Eglise gothique Saint Martin de Luché,

des XIII° et XVI° siècles.

 

 

L'église primitive étant sans doute trop petite, les moines, installés depuis 1057,

entreprirent la construction d'un édifice plus vaste.

 

Les travaux du choeur et de la tour semblent se placer entre 1166 et 1225. C'était la période de transition entre le Roman et le Gothique. Aux XIV° et XV° siècles, l'église s'enrichit des deux modestes transepts, et ce n'est qu'au XVI° siècle en ses tout débuts, qu'on édifia la nef actuelle.
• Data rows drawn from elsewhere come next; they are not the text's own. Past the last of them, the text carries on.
PR #1978, opened 2013-07-24
[Vsphere] added list/get compute resources functions

mingjin:
This patch is to add list/get compute resources of vsphere functions to fog. 

Usage:
to list all compute resources: compute.list_compute_resources
to just list effective compute resources(poweron + connected + not in maintenance state) : compute.list_compute_resources({:effective => true})
to get compute resources by name: compute.get_compute_resource('xxx.xxx.xxx.xxx')

Notice:
Vsphere abstracts clusters and hosts that don't belong to any cluster evenly as compute resource, so the return result may refer to either cluster or single host. If you want to get only hosts or clusters, you can use attribute 'isSingleHost' to determine the type.

PR #3426, opened 2015-02-03
[vSphere] List compute resources, orginally PR#1978

mingjin:
@nirvdrum 

I created a new feature branch to filter out the unrelated commits. Please let me know any question.

Descriptions quoted from #1978:
This patch is to add list/get compute resources of vsphere functions to fog.

Usage:
to list all compute resources: compute.list_compute_resources
to just list effective compute resources(poweron + connected + not in maintenance state) : compute.list_compute_resources({:effective => true})
to get compute resources by name: compute.get_compute_resource('xxx.xxx.xxx.xxx')
to determine if the returned compute resource is single host, check the attribute 'isSingleHost'

Notice:
Vsphere abstracts clusters and hosts that don't belong to any cluster evenly as compute resource, so the return result may refer to either cluster or single host. If you want to get only hosts or clusters, you can use attribute 'isSingleHost' to determine the type.

### DIFF
--- a/lib/fog/vsphere/requests/compute/get_compute_resource.rb
+++ b/lib/fog/vsphere/requests/compute/get_compute_resource.rb
@@ -17,6 +17,23 @@ module Fog
 
       class Mock
         def get_compute_resource(name, datacenter_name)
+          {
+            :id=>"domain-s7", 
+            :name=>"fake-host", 
+            :totalCpu=>33504, 
+            :totalMemory=>154604142592, 
+            :numCpuCores=>12, 
+            :numCpuThreads=>24, 
+            :effectiveCpu=>32247, 
+            :effectiveMemory=>135733, 
+            :numHosts=>1, 
+            :numEffectiveHosts=>1, 
+            :overallStatus=>"gray", 
+            :overallCpuUsage=>15682, 
+            :overallMemoryUsage=>132755, 
+            :effective=>true, 
+            :isSingleHost=>true
+          }
         end
       end
     end
--- a/lib/fog/vsphere/requests/compute/get_compute_resource.rb
+++ b/lib/fog/vsphere/requests/compute/get_compute_resource.rb
@@ -1,0 +1,24 @@
+module Fog
+  module Compute
+    class Vsphere
+      class Real
+        def get_compute_resource(name, datacenter_name)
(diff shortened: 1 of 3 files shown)


lib/fog/vsphere/requests/compute/get_compute_resource.rb
```diff
@@ -0,0 +1,24 @@
...
+        protected
+
+        def get_raw_compute_resource(name, datacenter_name)
+          find_raw_datacenter(datacenter_name).find_compute_resource(name)
+        end
+      end
+
+      class Mock
+        def get_compute_resource(name, datacenter_name)
+        end
```
nirvdrum: Is there a hash or something we can return as an appropriate mocked response?

lib/fog/vsphere/requests/compute/list_compute_resources.rb
```diff
@@ -0,0 +1,58 @@
+module Fog
+  module Compute
+    class Vsphere
+      class Real
+        def list_compute_resources(filters = { })
```
nirvdrum: I need to double-check, but I think the other vSphere hashes are returned with String keys.  If that's the case, I recommend changing here for the sake of consistency.

mingjin: @nirvdrum, understand, we checked the implementations like list_vm_volumes/list_datastores, they all return symbol keys.

lib/fog/vsphere/requests/compute/get_compute_resource.rb
mingjin: @nirvdrum that's a good idea. I'll add appropriate mocked responses tomorrow.

mingjin:
@nirvdrum I've added appropriate mock responses for list_compute_resources, please let me know if any question.

nirvdrum:
Thanks!  It'd be great to get a corresponding model class for these requests, but having the requests in place is a great start.

mingjin:
@nirvdrum thanks. We'll do better in the future pull requests.

nirvdrum:
No worries.  Thanks again.  Especially taking the time to clean up the PR -- that made it much easier to merge.

geemus:
Thanks!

Les quatre siècles de l'ère gothique sont donc représentés dans cette construction.

 

Le clocher a été reconstruit en pierre de taille de tuffeau au XVI° siècle sur ses bases du XII° et XIII° siècles.

De forme carrée, il est couronné d'une vaste corniche moulurée ornée, de bas en haut,

d'oves et de dards, puis de feuilles d'acanthe et enfin de petits balustres symétriques.

 

Le toit d'ardoises, les gargouilles sculptées et les statuettes en pierre.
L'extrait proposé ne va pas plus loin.